::: LISTED RECORDS

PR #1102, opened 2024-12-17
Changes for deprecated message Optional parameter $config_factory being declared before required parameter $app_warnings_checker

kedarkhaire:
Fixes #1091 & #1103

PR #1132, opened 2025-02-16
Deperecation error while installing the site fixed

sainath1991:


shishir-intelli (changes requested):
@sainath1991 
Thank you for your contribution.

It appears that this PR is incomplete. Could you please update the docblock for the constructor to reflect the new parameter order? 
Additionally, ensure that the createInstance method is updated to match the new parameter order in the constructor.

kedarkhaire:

::::::
::: LISTED RECORDS

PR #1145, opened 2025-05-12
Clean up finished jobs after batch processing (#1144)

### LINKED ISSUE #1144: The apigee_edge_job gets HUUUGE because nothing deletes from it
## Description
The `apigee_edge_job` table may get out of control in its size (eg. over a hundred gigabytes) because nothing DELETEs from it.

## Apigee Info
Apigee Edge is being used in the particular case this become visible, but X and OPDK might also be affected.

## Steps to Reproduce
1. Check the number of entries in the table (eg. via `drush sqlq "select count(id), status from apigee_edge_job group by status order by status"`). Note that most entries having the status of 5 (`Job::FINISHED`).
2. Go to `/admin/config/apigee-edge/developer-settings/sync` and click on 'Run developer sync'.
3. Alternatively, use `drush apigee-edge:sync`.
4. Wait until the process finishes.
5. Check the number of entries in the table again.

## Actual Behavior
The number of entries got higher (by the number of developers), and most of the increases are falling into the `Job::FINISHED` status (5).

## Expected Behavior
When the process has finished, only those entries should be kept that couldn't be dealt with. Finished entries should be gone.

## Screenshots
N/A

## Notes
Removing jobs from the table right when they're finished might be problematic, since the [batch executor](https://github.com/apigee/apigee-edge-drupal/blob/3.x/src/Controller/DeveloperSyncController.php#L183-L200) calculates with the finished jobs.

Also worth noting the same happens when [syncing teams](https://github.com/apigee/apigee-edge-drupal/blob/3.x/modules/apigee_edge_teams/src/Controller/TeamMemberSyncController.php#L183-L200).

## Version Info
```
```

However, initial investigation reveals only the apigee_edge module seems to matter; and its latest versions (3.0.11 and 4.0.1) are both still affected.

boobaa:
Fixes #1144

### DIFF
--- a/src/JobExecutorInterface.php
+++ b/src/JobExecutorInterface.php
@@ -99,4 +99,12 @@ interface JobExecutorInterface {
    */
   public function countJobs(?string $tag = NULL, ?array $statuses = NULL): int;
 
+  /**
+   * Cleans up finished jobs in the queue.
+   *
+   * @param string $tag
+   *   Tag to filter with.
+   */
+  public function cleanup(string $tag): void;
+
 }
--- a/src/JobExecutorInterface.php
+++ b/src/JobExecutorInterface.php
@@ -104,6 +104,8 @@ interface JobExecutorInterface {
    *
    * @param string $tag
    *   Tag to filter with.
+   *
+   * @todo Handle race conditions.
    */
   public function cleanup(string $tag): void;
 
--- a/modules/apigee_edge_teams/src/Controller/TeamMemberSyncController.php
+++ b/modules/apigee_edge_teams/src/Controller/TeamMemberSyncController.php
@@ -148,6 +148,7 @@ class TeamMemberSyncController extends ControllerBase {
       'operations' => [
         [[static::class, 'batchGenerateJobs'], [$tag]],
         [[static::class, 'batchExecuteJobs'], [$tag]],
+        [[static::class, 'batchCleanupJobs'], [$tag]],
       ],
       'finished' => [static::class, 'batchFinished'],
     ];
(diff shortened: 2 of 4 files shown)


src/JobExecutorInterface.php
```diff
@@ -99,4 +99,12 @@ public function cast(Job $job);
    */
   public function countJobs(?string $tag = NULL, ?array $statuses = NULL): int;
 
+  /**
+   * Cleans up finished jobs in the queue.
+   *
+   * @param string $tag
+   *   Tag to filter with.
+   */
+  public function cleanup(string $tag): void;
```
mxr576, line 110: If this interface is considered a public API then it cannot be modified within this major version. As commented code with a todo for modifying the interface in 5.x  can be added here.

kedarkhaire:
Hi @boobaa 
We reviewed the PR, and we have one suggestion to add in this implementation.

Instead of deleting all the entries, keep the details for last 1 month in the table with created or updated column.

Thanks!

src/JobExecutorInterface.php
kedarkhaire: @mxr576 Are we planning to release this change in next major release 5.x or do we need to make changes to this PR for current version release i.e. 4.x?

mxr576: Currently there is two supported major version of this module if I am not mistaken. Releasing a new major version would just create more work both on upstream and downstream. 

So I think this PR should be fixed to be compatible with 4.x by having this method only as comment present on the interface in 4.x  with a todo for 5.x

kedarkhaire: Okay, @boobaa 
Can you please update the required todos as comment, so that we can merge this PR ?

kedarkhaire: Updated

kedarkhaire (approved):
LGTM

::::::

_YOUR GOAL:_ Find the word "major" in the records and pull out each line that has it.

_ANSWER TO THIS PROBLEM:_
mxr576, line 110: If this interface is considered a public API then it cannot be modified within this major version. As commented code with a todo for modifying the interface in 5.x  can be added here.
kedarkhaire: @mxr576 Are we planning to release this change in next major release 5.x or do we need to make changes to this PR for current version release i.e. 4.x?
mxr576: Currently there is two supported major version of this module if I am not mistaken. Releasing a new major version would just create more work both on upstream and downstream. 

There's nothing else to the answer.